When they took the flat tire off the rim, the inside wall looked like it had gone through a shredder. 

All tore up, so to speak. 

The other ones seem to be holdin' up better than I thought they would. I'm sure it would help if I rotated them on a more frequent basis.

And didn't run em at such a high PSI.


----------



## New Kent Newbie (Apr 25, 2006)

I got 55k out of a set of 31X10.5 sport king ats on a s10 and prob could have gotten 15k more if my alignment haddent gotten out of whack


----------



## channelbass (Feb 4, 2008)

I got some 33x13.50's on ma jeep. they are LOUD and vibrate the truck at slow down.


----------



## pelicanman (Sep 3, 2006)

Nitto tires--Lots of good comments(good and bad).
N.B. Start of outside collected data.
PR #390, opened 2023-04-12
Fix support for ActiveJob in Ruby 3.2

kevinrobayna:
Resolves https://github.com/que-rb/que/issues/391

Ruby 2.7 has reached end of live so this leaves the supported versions being 3.0, 3.1 and the latest one 3.2 [source](https://www.ruby-lang.org/en/news/2023/03/30/ruby-2-7-8-released/)


ZimbiX (commented):
Cheers. Looks good so far.

Although Ruby 2.7 has been end of life'd, I don't think we should drop it yet. The upgrade process to Ruby 3 is often not trivial, and not everyone has upgraded. And I believe in being a bit more forgiving with older versions, in my career having worked on several legacy apps lacking upgrade budget.

kevinrobayna:
> Cheers. Looks good so far.
> 
> Although Ruby 2.7 has been end of life'd, I don't think we should drop it yet. The upgrade process to Ruby 3 is often not trivial, and not everyone has upgraded. And I believe in being a bit more forgiving with older versions, in my career having worked on several legacy apps lacking upgrade budget.

yeah totally agree! I think the path forward should be to ensure we run with the latest but keep running with older versions and only break backward compatibility on purpose and not by accident

oeoeaio:
Thanks for your PR @kevinrobayna. Just so I am clear, are you intending to make changes to the implementation too?

ZimbiX:
@oeoeaio See [on Discord](https://discord.com/channels/625638970327433217/628151201598537740/1095767657921400852):

> I had no idea there'd be a problem with Ruby 3.2 - thanks for bringing this to our attention!
> I think I've worked out the solution 🙂
> https://github.com/que-rb/que/commit/4c8937ccbeadda16b1a9d0ae528bf62e835f2fc7
> I think this Ruby 3.2 & ActiveJob problem is worthy of having a GitHub issue filed (on the Que repo). Can you do that? Then you can incorporate my commit into your PR and mark the PR as resolving the issue

ZimbiX (changes requested):
Given we're adding Ruby 3.2 here, and changing the default in `.ruby-version`, I think it's an appropriate time to update everything to use 3.2:

- The Ruby version used in the [GitHub Actions tests of each Postgres version](https://github.com/que-rb/que/blob/d4c0cae39a6c3101af16103bfbcbbab8c55a9cef/.github/workflows/tests.yml#L15-L20)
- The Ruby base Docker image in the [`Dockerfile`](https://github.com/que-rb/que/blob/a82e12eaec8ccf674c16cc9e3344e56900fc83c2/Dockerfile#L1)
- The gem cache volume name in the [`docker-compose.yml`](https://github.com/que-rb/que/blob/a82e12eaec8ccf674c16cc9e3344e56900fc83c2/docker-compose.yml#L13)

ZimbiX (approved):
@oeoeaio Does my fix look alright to you? 1d1201db176b8ce6244e3f3ba9f8c24754ffce25. It passes on all versions on GitHub Actions at least

spec/que/job_spec.rb
```diff
@@ -83,11 +89,13 @@ def expected_job_count
           enqueue_method.call({'a' => 1, 'b' => 2}, c: 3, d: 4)
           execute
           assert_equal([{a: 1, b: 2}], $args)
+          assert_equal({:c=>3, :d=>4}, $kwargs)
```
oeoeaio, line 92: Any reason to use hash rockets rather than colons here?

ZimbiX: Ah, we don't have RuboCop yet. Yeah, let's use colon syntax for consistency

lib/que/active_job/extensions.rb
```diff
@@ -31,6 +32,7 @@ def perform(*args)
           ),
         )
       end
+      ruby2_keywords(:perform) if respond_to?(:ruby2_keywords, true)
```
oeoeaio, line 35: > Does my fix look alright to you?

Yeah @ZimbiX, makes sense to me! :)

spec/que/job_spec.rb
```diff
@@ -33,11 +33,13 @@ def expected_job_count
           enqueue_method.call(1, 2)
           execute
           assert_equal([1, 2], $args)
+          assert_equal({}, $kwargs)
         end
 
         it "should pass its keyword arguments to the run method" do
           enqueue_method.call(a: 1, b: 2)
           execute
+          assert_equal([], $args)
```
oeoeaio, line 42: Just checking, do we need all of the assertions below this line?

spec/que/job_spec.rb
```diff
@@ -83,11 +89,13 @@ def expected_job_count
...
           execute
           assert_equal([{a: 1, b: 2}], $args)
+          assert_equal({:c=>3, :d=>4}, $kwargs)
         end
 
         it "should symbolize keyword argument keys" do
           enqueue_method.call(a: 1, b: 2)
           execute
+          assert_equal([], $args)
           assert_equal({a: 1, b: 2}, $kwargs)
```
oeoeaio, line 99: This new assertion doesn't really match the example description (which talks about keyword args). Is this assertion strictly necessary (not redundant) and if so can it be moved into a separate example?

ZimbiX: With how the args/kwargs separation was messing up, I can see why you'd want to assert on both. We do that in the bulk enqueue spec, just through a helper:

https://github.com/que-rb/que/blob/a82e12eaec8ccf674c16cc9e3344e56900fc83c2/spec/que/job.bulk_enqueue_spec.rb#L77-L78

https://github.com/que-rb/que/blob/a82e12eaec8ccf674c16cc9e3344e56900fc83c2/spec/que/job.bulk_enqueue_spec.rb#L30-L31

oeoeaio: Yeah, except those examples aren't quite as specific. I'm happy to waive this through but keen to understand whether there is genuinely no redundancy in the tests here or if we're just fleshing them out to consistently make assertions about both `args` and `kwargs`.

ZimbiX: I can see where you're coming from too. I don't know :shrug: I'm happy either way

kevinrobayna: Yeah I think personally this assertion is just to provide documentation to the reader. It's def not needed but I feel it's nice.

kevinrobayna:
@ZimbiX I feel this PR is soon ready to be merged unless we want to remove the double assertion of what happens on args and kwargs

ZimbiX:
Let's give @oeoeaio final say here

oeoeaio (approved):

I bought my 12.5 X 35's (MUD GRAPPLERS-rated to 3,750 lbs.)in July 05 and have 16K on them. They have about 1/2 of the tread left. They were purchased because they had the highest weight rating and we carry a t/c on a 99 F-350, diesel, crewcab, with 195K miles, that is lifted 5". Until recently, most tires(16") were only rated for 3,400lbs and alot of tires are rated for less. Talking about blowouts; we had a very new Goodyear blowout on the left rear while we were hauling our t/c. You could stick your fist in the sidewall. And those Goodyears cost more than our Nittos. In fact we were on our way down to Assateague. We did not make it. Our Mud GrapplersDrive are Noisy--YEP!!! We ride with our windows up, so noise is not a big deal!!!Since they are mounted on 10" wide rims they sure to give a nice wide footprint when aired-down. Our Nittos were mounted and balanced(with sand-not wheel weights) at a Ford dealership. Would I replace these with other Nittos. YEP!! I would probably buy the Dune Grapplers. They are not as noisy and they have a higher weight rating. Even though we don't mind the noise, the Dune grapplers were not available when we purchased our Mud Grapplers. Hope this helps. pelican man


----------